Then Secretary of Defense Richard Cheney35 issued a 1989 report to Congress called “The
Impact of Buy American Restrictions Affecting Defense Procurement.” The report suggested that
an alternative to the Berry Amendment would be a specifically targeted approach to provide DOD
with the ability to establish assured sources of supply for mobilization purposes through existing
mobilization base planning under the Defense Production Act.36 The report concluded that
“statutory and regulatory policies and other federal and DOD acquisition regulations like the
Berry Amendment, which prohibit or impede foreign-source participation in U.S. defense
contracting, constitute a considerable departure from the concept of full and open competition.”
In 1997, the DOD Acquisition Reform Executive Focus Group’s final report called for the
elimination of some Berry Amendment restrictions on food, clothing, and textiles, while retaining
restrictions on specialty metals and measuring tools.

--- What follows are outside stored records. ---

PR #980, opened 2019-05-15
Hide .env file and allow caching of JSON under NGINX

zhangchenglin:
QQ截图20190515180521

/userfrosting/public/assets-raw/userfrosting/favicons/manifest.json

### DIFF
--- a/webserver-configs/nginx.conf
+++ b/webserver-configs/nginx.conf
@@ -80,6 +80,12 @@ server {
     }
     ## End - Let's Encrypt
 
+    ## Begin - Prevent file content downloads from leaking
+    location ~ .*\.(env)?$ {
+        deny all;
+    }
+    ## End - Prevent file content downloads from leaking
+
     ## Begin - Handle PHP requests
     location ~ \.(php)$ {
         # Throw away any requests to execute PHP scripts in other directories
--- a/webserver-configs/nginx.conf
+++ b/webserver-configs/nginx.conf
@@ -105,7 +105,7 @@ server {
     ## End - Handle PHP requests
 
     ## Begin - Caching static files
-    location ~* \.(png|gif|jpg|jpeg|svg|ico|css|js|woff|ttf|otf|woff2|eot)$ {
+    location ~* \.(png|gif|jpg|jpeg|svg|ico|css|js|woff|ttf|otf|woff2|eot|json)$ {
         include /etc/nginx/mime.types;
         expires max;
 


lcharette:
FYI, style Failure can be ignored

(This one will need review from someone more familiar than me about nginx config...)

Silic0nS0ldier:
@zhangchenglin Good contributions from what I can see, but could you update the description to explain what this PR is aiming to achieve? Much easier to perform an effective code review if we know what the problem/intended change is. Can prove to be very useful if the source is ever the subject of additional changes later as well.

Silic0nS0ldier:
@zhangchenglin While I can understand the change to support caching of JSON, the configuration should not need to care about the `.env` file. If properly configured, the only files accessible by should be those inside the `public` folder (minus `index.php` which is handled specially).

If you are having this issue, there are 2 issues that need to be checked.
1. Is your server vulnerable to directory traversal attacks.
2. Are you storing `.env` files anywhere that would result in their exposure (e.g. `public` or `app/sprinkles/*/assets`

webserver-configs/nginx.conf
```diff
@@ -80,6 +80,12 @@ server {
     }
     ## End - Let's Encrypt
 
+    ## Begin - Prevent file content downloads from leaking
```
Silic0nS0ldier: As mentioned in my last comment, this should not be necessary on a properly configured server.

lcharette:
> If you are having this issue, there are 2 issues that need to be checked.

Or your host is pointing to `/` instead of `public/`...

webserver-configs/nginx.conf
zhangchenglin: > As mentioned in my last comment, this should not be necessary on a properly configured server.


The correct configuration you said is the default configuration? 
I recognize that you are talking about the correct configuration, this is not necessary, but the information in this file is indeed critical and important, so I think a few lines of code can be changed to annotation form. You can be prompted to use UserFrosting, this file needs to be done in case of some incorrect configuration.

avsdev-cw: Can you provide an example URL where you are able to get to this file (with reference to localhost)?  If there is a way to get to it with default configuration it is a serious security issue that would need to be addressed.

On a side note, UserFrosting is not meant to be installed under /var/www/public_html (or similar) which is the default root of nginx/apache etc. Rather, it should be installed somewhere like /usr/local/userfrosting, /usr/share/nginx/userfrosting (as used as the example in the nginx.conf file) or /var/www/userfrosting and then a configuration for nginx should be made with a root/directory alias at /usr/local/userfrosting/public, /usr/share/nginx/userfrosting/public, or /var/www/userfrosting/public using the 3 previous example locations.

zhangchenglin: > Can you provide an example URL where you are able to get to this file (with reference to localhost)? If there is a way to get to it with default configuration it may be a serious security issue that would need to be addressed.
> 
> On a side note, UserFrosting is not meant to be installed under /var/www/public_html (or similar) which is the default root of nginx/apache etc. Rather, it should be installed somewhere like /usr/local/userfrosting, /usr/share/nginx/userfrosting (as used as the example in the nginx.conf file) or /var/www/userfrosting and then a configuration for nginx should be made with a root/directory alias at /usr/local/userfrosting/public, /usr/share/nginx/userfrosting/public, or /var/www/userfrosting/public using the 3 previous example locations.

Sorry, JSON files should not be cached.

Silic0nS0ldier:
As per previous discussion, only the `public` folder should be exposed to the internet. Because of this file restrictions are not necessary since the expectation is that nothing sensitive be stored in this directory (technically including `index.php`, which is only hidden citing it being an implementation detail that would otherwise creating undesirable URLs).

Closing.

A former DLA Deputy Director, Major General (Ret.) Charles R. Henry, testified that the Berry
Amendment was critical to the maintenance of a “warm” U.S. industrial base during periods of
adversity and war. He summed up his opinion, as follows:
The point here is that, through the Berry Amendment, our defense procurement
establishment is able to maintain a stable of independent, competing producers who
understand the mil-specs of different items and who have the commitment to service the U.S.

34 According to Vice Admiral Keith W. Lippert, United States Navy, who is the Director of the Defense Logistics
Agency, the Army has adequately equipped all of the U.S. troops with the Interceptor Body Armor. In his testimony on
March 30, 2004, before the House Armed Services Subcommittee on Readiness, he reported that “As we prepared (for
Operation Iraqi Freedom), we built on lessons learned from previous conflicts. Our preparations were good in some
areas, but needed to improve in others. I’ve discussed our joint planning with the Services in advance of the operation.
In some cases, actual demand for items exceeded projections. For example, the Small Arms Protective Inserts—the
SAPI plates you’ve all heard about—the estimated FY2003 requirements were seventeen million dollars. For a very
good reason, the protection of our American war fighter—The Army increased their requirement for Interceptor Body
Armor. Today all troops in Iraq are equipped with Interceptor Body Armor. To meet the increased requirement, funded
requisitions began coming to us in January 2003. By November 2003, we actually bought three hundred seventy
million dollars of the SAPI plates - using exigency contracts, awarded within thirty days, with an average delivery
beginning within eighty-three days. The Army Audit Agency conducted a special inspection of body armor and found
that we were timely in making awards and that quality products were delivered on time. However, SAPI production
right now is constrained by the availability of raw materials, mainly the ceramic tiles contained in the plates. At
present, known worldwide production of qualified ballistic packages is limited to twenty-five thousand SAPI sets (or
fifty thousand plates) per month.”
35 Secretary of Defense, March 1989 - January 1993.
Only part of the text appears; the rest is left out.